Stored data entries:
PR #577, opened 2019-03-28
Add quantum animations

quantumjim:
### Summary

Notebook using similar methods to the terrain generation notebook. This one has a method of loading images into states, manipulating them and producing animations.

### Details and comments

Uses the `PIL` and `apng` packages, but I don't know if we want to add them into the environment necessarily.


quantumjim:
@attp  Thanks for the feedback. I'll act on it soon.

quantumjim:
@attp done!

PR #587, opened 2019-04-11
Qiskit Arts subdirectory of Qiskit Community tutorials

alexiskirke:
### Summary

I would like a subdirectory on application of Qiskit to the arts in the community section. I have added a first tutorial about superposing music in Windows using Qiskit. 

### Details and comments

I foresee a growth in applications of Qiskit to the arts and am working on a number of projects myself. Also the creation of art using Qiskit is a great way to learn about basic quantum computer functions. One issue I have found is that the Notebook I uploaded won't render in Github, but it will render in other online renders. Github does have a repeated issue with rendering from 2016 to now: e.g  https://github.com/jupyter/notebook/issues/3035

I have plans for further notebooks, and also suspect that others will add. I will also create notebooks for my contributions to the Qiskit Camp Hackathon.

Alexis Kirke


aasfaw:
There are several demos that could fit in here. +1

alexiskirke:
Hmmm looks like I placed this in too high a directory. I’ll move it into community

attp:
@quantumjim what do you think about having an _art_ directory in _community_? could be a better place for your pixel art tutorial and terrain generation. or do you think it would make more sense to merge the _games_ and _art_ directories together?

alexiskirke:
I did wonder about that myself @attp , but I think there's a possible issue that it will start to create a dichotomy between quantum applications and "non-serious" quantum applications - and that all non-serious applications will end up under "games". This will become confusing eventually, and perhaps also be a de-motivator for those doing "serious" research into non-scientific/engineering applications of QC?

quantumjim:
I have also wondered about this. Specifically, I thought of renaming 'games' to 'creative' and broadening the scope.

It is probably a good idea to keep games and art folders separate, though. One of the purposes of the games folder is to be a bit non-serious. As @alexiskirke says, we don't want people to get that impression for all the creative applications.

So I agree with having an art folder separate from games, and I would also move my terrain generation and pixel art into it. 

In the long term, though, perhaps we should also start thinking of whether these kinds of projects could form the basis of a fifth element: Qiskit Mousa, perhaps?

alexiskirke:
That could be a great idea. What's Mousa? I'm guessing you're not referring to the Scottish island....
I've recreated an "arts" directory but within Community. Should I pull this pull and create another pull?

rraymondhp:
I believe the fifth element is called "aether"...

quantumjim:
My 'Mousa' was an attempt to use the Greek for 'muse', in keeping with the classical theme. But it doesn't have the same recognition as the latin words for the four elements.

jaygambetta:
after #616 lands @aasfaw, @rraymondhp, @attp  and @quantumjim should be able to approve this and merge. If you have issues please let me know and I can see what the issues is

quantumjim:
I've been planning to do a few edits to this PR (moving some notebooks from the games folder, changing READMEs, etc). But now `CODEOWNERS` has been changed, maybe it's better to that in a separate PR.

The only thing I'd suggest changing for this PR is to expand the README, and make it more in line with something like [this one](https://github.com/Qiskit/qiskit-tutorials/blob/master/community/games/README.md).

omarcostahamido:
very excited about this :)

PR #607, opened 2019-05-02
Pulse calibration notebook

taalexander:


jaygambetta:
can we not put this is in pulse folder and can we link it in index. 

Also you may want to delete the errors with your user name

PR #627, opened 2019-05-07
Move Hello_Quantum to qiskit/basics

quantumjim:
As discussed with @jaygambetta on Slack, Hello_Qiskit.ipynb and associated helper functions have been move to qiskit/basics.


quantumjim:
It's being moved because it needs to be in the qiskit folder to be accessed by IQX.

I'm not sure about adding a number, since it is not part of the series formed by the other notebooks. Having it unnumbered, and sorted below them, seems more natural to me.

quantumjim:
I dismissed @rraymondhp's review in the hope of getting this in today so I could test if it worked. Seems that approval for @ajavadia or @jaygambetta is still needed, though.

I should note that @rraymondhp's suggested edits should definitely be taken into account. Maybe not for the initial commit, but certainly soon.

rraymondhp:
Hi @quantumjim 
Thanks for the consideration. I recalled that the purpose of basics is to group simple notebooks. I was not aware that the notebook you moved is needed for IBMQX.

quantumjim:
It seems like it won't work in the new Quantum Experience currently, so shelving this PR.

PR #184, opened 2018-08-17
Centralize business logic for starting background prefetch.

jrbriggs:
Move the check for unattended enlistment from `InProcessMount` to `BackgroundPrefetcher`.

### DIFF
--- a/GVFS/GVFS.Common/Prefetch/BackgroundPrefetcher.cs
+++ b/GVFS/GVFS.Common/Prefetch/BackgroundPrefetcher.cs
@@ -29,14 +29,14 @@ namespace GVFS.Common.Prefetch
 
             this.prefetchJobThread = null;
 
-            if (gitObjects.IsUsingCacheServer())
+            if (gitObjects.IsUsingCacheServer() && !GVFSEnlistment.IsUnattended(tracer))
             {
                 this.prefetchJobTimer = new Timer((state) => this.LaunchPrefetchJobIfIdle(), null, this.timerPeriod, this.timerPeriod);
                 this.tracer.RelatedInfo(nameof(BackgroundPrefetcher) + ": starting background prefetch timer");
             }
             else
             {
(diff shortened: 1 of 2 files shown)


GVFS/GVFS.Common/Prefetch/BackgroundPrefetcher.cs
```diff
@@ -29,14 +29,14 @@ public BackgroundPrefetcher(ITracer tracer, GVFSEnlistment enlistment, PhysicalF
...
-            if (gitObjects.IsUsingCacheServer())
+            if (gitObjects.IsUsingCacheServer() && !GVFSEnlistment.IsUnattended(tracer))
             {
                 this.prefetchJobTimer = new Timer((state) => this.LaunchPrefetchJobIfIdle(), null, this.timerPeriod, this.timerPeriod);
                 this.tracer.RelatedInfo(nameof(BackgroundPrefetcher) + ": starting background prefetch timer");
             }
             else
             {
-                this.tracer.RelatedInfo(nameof(BackgroundPrefetcher) + ": no configured cache server, not starting background prefetch timer");
+                this.tracer.RelatedInfo(nameof(BackgroundPrefetcher) + ": no configured cache server or enlistment is unattended, not starting background prefetch timer");
```
sanoursa: For diagnosing issues, it would be nice to keep these as two separate trace statements, so we know which reason caused it to be disabled.

jrbriggs: @sanoursa I considered that, but it added some complexity to this logging path for little value, because just a few lines prior to this statement in the mount process log file is "GVFS_UNATTENDED" if the enlistment is running in unattend mode, and at the head of the mount process log we log the remote url and objects endpoint url. I think that should give us the information we would need to diagnose.

Thoughts?

sanoursa: Got it, yea that makes sense

Issue #185, opened 2018-08-17
ForceCheckoutRequiresCheckout test fails


jamill:
**Test failure logs:**
```
2018-08-17T02:06:15.5470876Z 1) Failed : GVFS.FunctionalTests.Tests.FastFetchTests.ForceCheckoutRequiresCheckout()
2018-08-17T02:06:15.5471137Z   Expected: 0
2018-08-17T02:06:15.5471330Z   But was:  1
2018-08-17T02:06:15.5471883Z    at GVFS.Tests.Should.ValueShouldExtensions.ShouldEqual[T](T actualValue, T expectedValue, String message) in C:\agent\_work\4\s\GVFS\GVFS.Tests\Should\ValueShouldExtensions.cs:line 34
2018-08-17T02:06:15.5472355Z    at GVFS.FunctionalTests.Tests.FastFetchTests.RunFastFetch(String args) in C:\agent\_work\4\s\GVFS\GVFS.FunctionalTests\Tests\FastFetchTests.cs:line 496
2018-08-17T02:06:15.5472804Z    at GVFS.FunctionalTests.Tests.FastFetchTests.ForceCheckoutRequiresCheckout() in C:\agent\_work\4\s\GVFS\GVFS.FunctionalTests\Tests\FastFetchTests.cs:line 145
```

**Failed Builds:**
[18229.1](https://gvfs.visualstudio.com/ci/_build/results?buildId=552&view=logs)

jrbriggs:
@kyle-rader can you please take a look at this test flakiness?

sanoursa:
This is a reliable failure, not intermittent or flaky. The test case is calling a method that expects the fastfetch verb to succeed, even though the test is explicitly running a command that will fail. @kyle-rader please rework this test ASAP to make it pass.

@kewillford why did this make it through our build policy? Looking in the PR (https://github.com/Microsoft/VFSForGit/pull/159), Kyle ran the full tests and they show success in the PR, but when you click through to the report (https://gvfs.visualstudio.com/ci/_build/results?buildId=551&view=logs) it shows that the test actually failed there too.

PR #186, opened 2018-08-17
Enable runFastFetch to expect an error

kyle-rader:
This should fix the somehow missed test failure for FastFetch addressing #185

### DIFF
--- a/GVFS/GVFS.FunctionalTests/Tests/FastFetchTests.cs
+++ b/GVFS/GVFS.FunctionalTests/Tests/FastFetchTests.cs
@@ -142,7 +142,10 @@ namespace GVFS.FunctionalTests.Tests
             this.RunFastFetch($"--checkout --folders \"/Scripts\" -b {Settings.Default.Commitish}");
 
             // Run a second time in the same repo on the same branch with more folders but expect an error.
-            string result = this.RunFastFetch($"--force-checkout --folders \"/GVFS;/Scripts\" -b {Settings.Default.Commitish}", expectError: true);
+            ProcessResult result = this.RunFastFetch($"--force-checkout --folders \"/GVFS;/Scripts\" -b {Settings.Default.Commitish}");
+
+            string[] expectedResults = new string[] { "Cannot use --force-checkout option without --checkout option." };
+            result.Output.ShouldContain(expectedResults);
         }
 
         [TestCase]
@@ -230,8 +233,8 @@ namespace GVFS.FunctionalTests.Tests
 
             // Reset the index and use fastfetch to update the index. Compare against 'git status' baseline.
             GitProcess.Invoke(this.fastFetchRepoRoot, $"-c index.version= {indexVersion} read-tree HEAD");
-            string fastfetchoutput = this.RunFastFetch("--checkout --Allow-index-metadata-update-from-working-tree");
-            Trace.WriteLine(fastfetchoutput); // Written to log file for manual investigation
+            ProcessResult fastFetchResult = this.RunFastFetch("--checkout --Allow-index-metadata-update-from-working-tree");
+            Trace.WriteLine(fastFetchResult.Output); // Written to log file for manual investigation
             string lsfilesAfterUpdate = GitProcess.Invoke(this.fastFetchRepoRoot, "ls-files --debug");
             lsfilesAfterUpdate.ShouldEqual(lsfilesAfterStatus, "git status and fastfetch didn't result in the same index");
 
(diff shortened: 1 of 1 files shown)


GVFS/GVFS.FunctionalTests/Tests/FastFetchTests.cs
```diff
@@ -491,9 +491,13 @@ private string RunFastFetch(string args)
...
             
             ProcessResult result = ProcessHelper.Run(processInfo);
-            result.Output.Contains("Error").ShouldEqual(false, result.Output);
-            result.Errors.ShouldBeEmpty(result.Errors);
-            result.ExitCode.ShouldEqual(0);
+            result.Output.Contains("Error").ShouldEqual(expectError, result.Output);
+            if (!expectError)
+            {
+                result.Errors.ShouldBeEmpty(result.Errors);
+                result.ExitCode.ShouldEqual(0);
```
wilbaker: If `expectError` is `true` can\should we verify that `ExitCode` is non-zero?

kyle-rader: Oh yep, thanks

GVFS/GVFS.FunctionalTests/Tests/FastFetchTests.cs
```diff
@@ -491,9 +491,18 @@ private string RunFastFetch(string args)
             processInfo.RedirectStandardError = true;
             
             ProcessResult result = ProcessHelper.Run(processInfo);
-            result.Output.Contains("Error").ShouldEqual(false, result.Output);
-            result.Errors.ShouldBeEmpty(result.Errors);
-            result.ExitCode.ShouldEqual(0);
+            result.Output.Contains("Error").ShouldEqual(expectError, result.Output);
+            if (expectError)
+            {
+                Assert.IsTrue(result.Errors.Length > 0);
```
wilbaker: In our tests we try to use the `Should` syntax whenever possible.  Rather than doing:

`Assert.IsTrue(result.Errors.Length > 0);`

Switch to something like one of these:

`result.Errors.Length.ShouldBeNonEmpty("Expected an error message");`
`result.Errors.Length.ShouldBeAtLeast(1, "Expected an error message");`

kyle-rader: What would Should be non empty mean for an integer?

GVFS/GVFS.FunctionalTests/Tests/FastFetchTests.cs
```diff
@@ -491,9 +491,18 @@ private string RunFastFetch(string args)
             processInfo.RedirectStandardError = true;
             
             ProcessResult result = ProcessHelper.Run(processInfo);
-            result.Output.Contains("Error").ShouldEqual(false, result.Output);
-            result.Errors.ShouldBeEmpty(result.Errors);
-            result.ExitCode.ShouldEqual(0);
+            result.Output.Contains("Error").ShouldEqual(expectError, result.Output);
+            if (expectError)
+            {
+                result.Errors.Length.ShouldBeAtLeast(1, "Expected at lest 1 error");
```
wilbaker: Typo: `lest` -> `least`

GVFS/GVFS.FunctionalTests/Tests/FastFetchTests.cs
wilbaker: Doh, that option should have been `result.Errors.ShouldBeNonEmpty("Expected an error message");`

GVFS/GVFS.FunctionalTests/Tests/FastFetchTests.cs
```diff
@@ -141,11 +141,8 @@ public void ForceCheckoutRequiresCheckout()
         {
             this.RunFastFetch($"--checkout --folders \"/Scripts\" -b {Settings.Default.Commitish}");
 
-            // Run a second time in the same repo on the same branch with more folders. 
-            string result = this.RunFastFetch($"--force-checkout --folders \"/GVFS;/Scripts\" -b {Settings.Default.Commitish}");
-
-            string[] expectedResults = new string[] { "Cannot use --force-checkout option without --checkout option." };
-            result.ShouldContain(expectedResults);
+            // Run a second time in the same repo on the same branch with more folders but expect an error.
```
wilbaker: @kyle-rader, could you update this comment to explain why we're expecting an error?

(I'm not sure why the check you removed was failing)

PR #189, opened 2018-08-17
Spike: capture git_trace during test runs

jamill:
NOT FOR MERGING

This is a test PR to run functional tests against and get more detailed logging on failed background git status commands.


jamill:
We have captured the test data from this PR - it is no longer needed.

Assignment » Locate the word "ShouldEqual" in the records and collect each line it appears in.

Solution to this problem »
2018-08-17T02:06:15.5471883Z    at GVFS.Tests.Should.ValueShouldExtensions.ShouldEqual[T](T actualValue, T expectedValue, String message) in C:\agent\_work\4\s\GVFS\GVFS.Tests\Should\ValueShouldExtensions.cs:line 34
             lsfilesAfterUpdate.ShouldEqual(lsfilesAfterStatus, "git status and fastfetch didn't result in the same index");
-            result.Output.Contains("Error").ShouldEqual(false, result.Output);
-            result.ExitCode.ShouldEqual(0);
+            result.Output.Contains("Error").ShouldEqual(expectError, result.Output);
+                result.ExitCode.ShouldEqual(0);
-            result.Output.Contains("Error").ShouldEqual(false, result.Output);
-            result.ExitCode.ShouldEqual(0);
+            result.Output.Contains("Error").ShouldEqual(expectError, result.Output);
-            result.Output.Contains("Error").ShouldEqual(false, result.Output);
-            result.ExitCode.ShouldEqual(0);
+            result.Output.Contains("Error").ShouldEqual(expectError, result.Output);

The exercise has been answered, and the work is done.